[Saved data entries]
#####

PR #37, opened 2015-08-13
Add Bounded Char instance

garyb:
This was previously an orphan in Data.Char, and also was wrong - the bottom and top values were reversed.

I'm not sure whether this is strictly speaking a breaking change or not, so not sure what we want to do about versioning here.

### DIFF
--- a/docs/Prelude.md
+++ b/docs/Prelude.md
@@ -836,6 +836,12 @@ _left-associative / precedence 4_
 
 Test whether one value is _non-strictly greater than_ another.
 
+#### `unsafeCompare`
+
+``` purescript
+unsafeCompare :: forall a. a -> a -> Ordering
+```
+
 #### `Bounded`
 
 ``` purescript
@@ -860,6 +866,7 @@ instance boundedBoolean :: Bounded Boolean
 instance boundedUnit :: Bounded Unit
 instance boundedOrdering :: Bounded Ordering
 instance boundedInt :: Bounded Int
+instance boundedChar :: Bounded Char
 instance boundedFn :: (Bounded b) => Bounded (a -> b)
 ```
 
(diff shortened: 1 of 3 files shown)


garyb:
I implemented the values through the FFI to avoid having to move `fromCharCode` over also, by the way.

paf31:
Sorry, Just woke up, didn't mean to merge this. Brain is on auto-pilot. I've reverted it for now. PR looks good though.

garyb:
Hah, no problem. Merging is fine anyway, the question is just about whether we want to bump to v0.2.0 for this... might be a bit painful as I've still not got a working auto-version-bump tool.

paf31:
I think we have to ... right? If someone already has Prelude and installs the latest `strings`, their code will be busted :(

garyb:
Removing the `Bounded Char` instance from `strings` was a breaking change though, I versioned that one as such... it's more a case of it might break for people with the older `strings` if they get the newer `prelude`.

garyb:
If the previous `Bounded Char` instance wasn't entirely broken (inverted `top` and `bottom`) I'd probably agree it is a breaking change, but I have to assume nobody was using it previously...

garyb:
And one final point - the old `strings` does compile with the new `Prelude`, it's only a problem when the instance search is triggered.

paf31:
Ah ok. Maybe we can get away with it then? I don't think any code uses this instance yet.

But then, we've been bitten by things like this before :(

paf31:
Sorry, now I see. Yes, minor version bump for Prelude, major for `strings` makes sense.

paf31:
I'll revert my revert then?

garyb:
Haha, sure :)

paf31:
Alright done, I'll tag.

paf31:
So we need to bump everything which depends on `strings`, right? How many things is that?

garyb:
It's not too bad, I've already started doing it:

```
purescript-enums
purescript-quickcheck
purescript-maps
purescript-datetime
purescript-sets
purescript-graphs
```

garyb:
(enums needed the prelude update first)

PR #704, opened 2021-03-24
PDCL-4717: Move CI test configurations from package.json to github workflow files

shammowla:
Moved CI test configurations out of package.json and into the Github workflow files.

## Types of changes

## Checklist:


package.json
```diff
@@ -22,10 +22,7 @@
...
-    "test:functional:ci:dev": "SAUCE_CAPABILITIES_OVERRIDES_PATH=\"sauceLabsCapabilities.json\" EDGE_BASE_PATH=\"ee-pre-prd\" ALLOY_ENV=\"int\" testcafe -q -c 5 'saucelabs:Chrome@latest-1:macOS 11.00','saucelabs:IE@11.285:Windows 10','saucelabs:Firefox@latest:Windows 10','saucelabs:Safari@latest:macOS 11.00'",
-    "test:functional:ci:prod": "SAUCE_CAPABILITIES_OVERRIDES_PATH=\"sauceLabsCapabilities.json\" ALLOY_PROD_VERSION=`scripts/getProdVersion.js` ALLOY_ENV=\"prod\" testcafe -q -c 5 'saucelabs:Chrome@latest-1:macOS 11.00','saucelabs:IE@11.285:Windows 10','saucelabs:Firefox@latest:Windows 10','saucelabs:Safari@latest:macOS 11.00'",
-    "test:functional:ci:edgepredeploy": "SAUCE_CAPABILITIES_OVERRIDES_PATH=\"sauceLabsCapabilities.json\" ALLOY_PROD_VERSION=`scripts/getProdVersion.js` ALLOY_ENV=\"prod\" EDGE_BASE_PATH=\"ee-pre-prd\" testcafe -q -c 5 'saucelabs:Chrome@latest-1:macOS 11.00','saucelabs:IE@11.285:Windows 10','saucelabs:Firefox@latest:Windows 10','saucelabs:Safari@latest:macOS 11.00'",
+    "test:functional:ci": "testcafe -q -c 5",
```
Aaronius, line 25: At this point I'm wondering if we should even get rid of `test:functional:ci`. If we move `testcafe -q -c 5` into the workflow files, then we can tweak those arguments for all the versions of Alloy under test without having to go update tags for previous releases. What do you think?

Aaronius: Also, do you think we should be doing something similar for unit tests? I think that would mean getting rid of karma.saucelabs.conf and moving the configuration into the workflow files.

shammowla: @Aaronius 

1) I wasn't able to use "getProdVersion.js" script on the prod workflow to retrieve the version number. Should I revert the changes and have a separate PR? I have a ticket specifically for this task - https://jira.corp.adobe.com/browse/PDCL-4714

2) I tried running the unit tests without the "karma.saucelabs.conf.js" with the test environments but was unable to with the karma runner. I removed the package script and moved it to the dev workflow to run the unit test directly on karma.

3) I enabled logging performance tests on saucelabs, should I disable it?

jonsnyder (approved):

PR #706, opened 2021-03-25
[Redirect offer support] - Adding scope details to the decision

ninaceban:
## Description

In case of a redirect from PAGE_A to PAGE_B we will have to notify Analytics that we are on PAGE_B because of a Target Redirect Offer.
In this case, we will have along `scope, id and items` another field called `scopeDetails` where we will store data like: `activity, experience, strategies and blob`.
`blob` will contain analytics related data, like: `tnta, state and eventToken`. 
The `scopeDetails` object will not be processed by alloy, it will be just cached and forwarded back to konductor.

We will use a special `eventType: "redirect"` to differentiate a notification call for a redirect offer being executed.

#####

TASK REQUIREMENTS: All lines in the data that contain the word "mean" should be copied.

RESPONSE FOR THIS EXERCISE:
Sorry, Just woke up, didn't mean to merge this. Brain is on auto-pilot. I've reverted it for now. PR looks good though.
Aaronius: Also, do you think we should be doing something similar for unit tests? I think that would mean getting rid of karma.saucelabs.conf and moving the configuration into the workflow files.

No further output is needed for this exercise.